**EXERCISE AIM**. In the records below, find each line with "Linear" and copy it.

**THE DATA**.
____________
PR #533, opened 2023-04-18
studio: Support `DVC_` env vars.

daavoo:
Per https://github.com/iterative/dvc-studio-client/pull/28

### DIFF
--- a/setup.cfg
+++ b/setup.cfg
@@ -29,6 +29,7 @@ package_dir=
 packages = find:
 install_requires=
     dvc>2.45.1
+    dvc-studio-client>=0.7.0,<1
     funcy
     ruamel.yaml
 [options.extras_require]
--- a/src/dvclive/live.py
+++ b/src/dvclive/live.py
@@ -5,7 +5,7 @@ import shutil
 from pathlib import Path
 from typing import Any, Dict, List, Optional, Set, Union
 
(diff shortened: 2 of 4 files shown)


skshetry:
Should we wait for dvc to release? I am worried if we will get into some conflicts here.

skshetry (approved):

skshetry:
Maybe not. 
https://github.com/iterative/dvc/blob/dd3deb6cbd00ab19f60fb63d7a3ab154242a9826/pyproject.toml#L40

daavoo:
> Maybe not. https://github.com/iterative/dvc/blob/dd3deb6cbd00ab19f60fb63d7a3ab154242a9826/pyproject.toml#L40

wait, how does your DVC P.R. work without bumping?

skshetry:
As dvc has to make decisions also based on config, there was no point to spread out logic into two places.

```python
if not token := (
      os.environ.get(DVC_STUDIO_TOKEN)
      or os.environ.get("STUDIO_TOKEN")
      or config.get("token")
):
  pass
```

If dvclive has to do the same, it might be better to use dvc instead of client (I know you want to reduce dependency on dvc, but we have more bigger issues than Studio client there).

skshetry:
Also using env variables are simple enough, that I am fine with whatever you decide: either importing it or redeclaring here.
____________
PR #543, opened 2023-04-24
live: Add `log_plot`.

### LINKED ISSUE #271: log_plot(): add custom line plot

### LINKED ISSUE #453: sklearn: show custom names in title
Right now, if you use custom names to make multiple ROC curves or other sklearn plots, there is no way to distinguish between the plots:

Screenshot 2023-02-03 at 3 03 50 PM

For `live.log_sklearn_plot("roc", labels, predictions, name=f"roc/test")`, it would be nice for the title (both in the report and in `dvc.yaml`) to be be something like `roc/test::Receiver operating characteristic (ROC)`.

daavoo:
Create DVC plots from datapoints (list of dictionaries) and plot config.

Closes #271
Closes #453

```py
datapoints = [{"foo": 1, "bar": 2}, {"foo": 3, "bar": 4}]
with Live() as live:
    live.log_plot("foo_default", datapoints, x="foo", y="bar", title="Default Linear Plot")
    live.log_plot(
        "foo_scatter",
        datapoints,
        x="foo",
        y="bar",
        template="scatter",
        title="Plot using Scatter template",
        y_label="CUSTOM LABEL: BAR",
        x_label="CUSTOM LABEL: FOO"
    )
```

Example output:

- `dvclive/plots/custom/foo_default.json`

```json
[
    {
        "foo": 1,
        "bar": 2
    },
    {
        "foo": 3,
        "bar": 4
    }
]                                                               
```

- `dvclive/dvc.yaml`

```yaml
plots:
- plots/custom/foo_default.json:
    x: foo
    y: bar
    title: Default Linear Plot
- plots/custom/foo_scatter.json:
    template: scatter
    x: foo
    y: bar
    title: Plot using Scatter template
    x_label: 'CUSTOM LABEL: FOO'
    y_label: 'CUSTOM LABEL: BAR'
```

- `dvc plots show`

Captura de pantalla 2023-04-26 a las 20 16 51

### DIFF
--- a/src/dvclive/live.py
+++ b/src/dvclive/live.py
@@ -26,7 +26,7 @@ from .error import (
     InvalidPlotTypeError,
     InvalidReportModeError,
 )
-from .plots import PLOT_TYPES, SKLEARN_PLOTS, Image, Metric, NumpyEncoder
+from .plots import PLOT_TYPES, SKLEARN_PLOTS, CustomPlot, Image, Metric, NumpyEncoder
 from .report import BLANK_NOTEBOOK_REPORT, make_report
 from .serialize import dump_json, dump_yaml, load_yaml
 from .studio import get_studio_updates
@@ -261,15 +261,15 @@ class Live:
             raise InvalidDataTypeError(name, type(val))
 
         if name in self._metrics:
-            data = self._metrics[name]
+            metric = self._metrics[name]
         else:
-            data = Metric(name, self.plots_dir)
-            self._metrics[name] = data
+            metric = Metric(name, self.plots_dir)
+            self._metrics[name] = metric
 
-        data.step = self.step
____________
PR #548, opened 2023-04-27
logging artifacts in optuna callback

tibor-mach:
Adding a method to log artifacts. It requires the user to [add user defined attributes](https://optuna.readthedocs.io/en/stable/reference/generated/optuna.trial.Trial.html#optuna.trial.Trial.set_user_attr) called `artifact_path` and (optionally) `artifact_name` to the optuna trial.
____________
**WRITTEN SOLUTION**.
    live.log_plot("foo_default", datapoints, x="foo", y="bar", title="Default Linear Plot")
    title: Default Linear Plot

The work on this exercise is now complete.